Abstract

Vagal control of the sinoatrial node (SAN) is a major mechanism that regulates beat-to-beat heart rate variability (HRV) at rest. Classically, reduced HRV in the setting of hypertensive heart disease and heart failure has been attributed to chronically elevated sympathetic and reduced vagal regulation of heart rate. However, both of these conditions are also associated with intrinsic SAN dysfunction which may change the gain and dynamic response of the SAN to autonomic stimulation.
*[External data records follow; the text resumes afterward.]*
PR #4485, opened 2025-06-13
Add extraction of relevant types.

mbyx:
# Description

Adds support for extracting relevant types (such as Structs, Unions, Aliases, etc.) from Rust code.

# Sources

# Checklist

### DIFF
--- a/ctest-next/src/ast/constant.rs
+++ b/ctest-next/src/ast/constant.rs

The relationship between autonomic nerve activity and the responsiveness of SAN myocytes to descending neural signals in hypertension remain unclear. Here, we investigated how intrinsic SAN dysfunction impacts autonomic regulation of HRV in a mouse model of angiotensin II (AngII) mediated hypertensive heart disease. Mice infused with AngII via mini-osmotic pumps (2.5mg/kg/day for 3 weeks) had reduced HRV and increased adrenergic tone indicated by elevated renal sympathetic nerve activity and circulating catecholamine levels. Interestingly, AngII infused mice had no change in vagal nerve activity compared to saline treated controls. Electrograms recorded from isolated atrial preparations devoid of neural input, as well as isolated SAN myocytes assessed through patch clamp electrophysiology, demonstrated increased beating rate variability and reduced responsiveness to both the β-adrenergic agonist isoproterenol and the muscarinic agonist carbachol. Together, these data suggest that the SAN is a major contributor to the loss of regular HRV in hypertensive heart disease due to desensitization of descending neural signals. Our data suggests that elevated sympathetic tone, in conjunction with reduced responsiveness of the SAN to parasympathetic agonists, are responsible for diminished HRV in the setting of hypertensive heart disease. Thus, the interpretation of HRV as a pure measure of cardiac autonomic tone may be inappropriate in the setting of diseases with concurrent SAN dysfunction.